# PROBLEM STATEMENT
Only the count is needed. Count the lines below with the word "version" in them.

(Saved entries)
PR #950, opened 2020-05-10
Add rvalue constructors and assignment operators to ref_ptr.

Zyrin:


openscenegraph:
I don't believe having the OSG behave differently for different compilers is at all appropriate.  If you want to add functionality like this then you should do it via your own template helper functions.

Zyrin:
I submitted this pull request, because I wanted to share this optimization with the community. If it is the ifdefs yout are worried about I only put those in place because I could not find any information about what c++ version OSG requires or supports.

openscenegraph:
On Sun, 10 May 2020 at 12:40, Alexis Tsogias <notifications@github.com>
wrote:

> I submitted this pull request, because I wanted to share this optimization
> with the community. If it is the ifdefs yout are worried about I only put
> those in place because I could not find any information about what c++
> version OSG requires or supports.
>
The OSG still supports pre C++11 compilers by design, we are working to
maintain compatibility with older systems that some OSG users are tied to.
The OSG project focus these days is maintaining compatibility and
reliability.

For current scene graph work using latest compiler feature have a look at
the VulkanSceneGraph.

Zyrin:
Ok, thanks for the feedback :)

# RESPONSE TO THE EXERCISE
2